**WORK TASK**
Without a single alteration, write the listing out again.

-- RECORDS PROVIDED follows --

PR #103, opened 2024-11-19
Detect addition and removal of class type declarations

### LINKED ISSUE #83: Detect addition and removal of class type declarations

azzsal:
This aims to fix #83. Sorry about the delay.

There is a bit of code duplication with class declarations code. I will fix that, if you have an approach in mind, please let me know.

As with class declarations, a type is added when a class type declaration is added. Also a class type is added when a class declaration is added. This could be a bit confusing for a user of our tool/library. I think that should be fixed, but maybe by a different issue/PR.

### DIFF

-- RECORDS PROVIDED concluded --

**ANSWER FOR THIS EXERCISE**
PR #103, opened 2024-11-19
Detect addition and removal of class type declarations

### LINKED ISSUE #83: Detect addition and removal of class type declarations

azzsal:
This aims to fix #83. Sorry about the delay.

There is a bit of code duplication with class declarations code. I will fix that, if you have an approach in mind, please let me know.

As with class declarations, a type is added when a class type declaration is added. Also a class type is added when a class declaration is added. This could be a bit confusing for a user of our tool/library. I think that should be fixed, but maybe by a different issue/PR.

### DIFF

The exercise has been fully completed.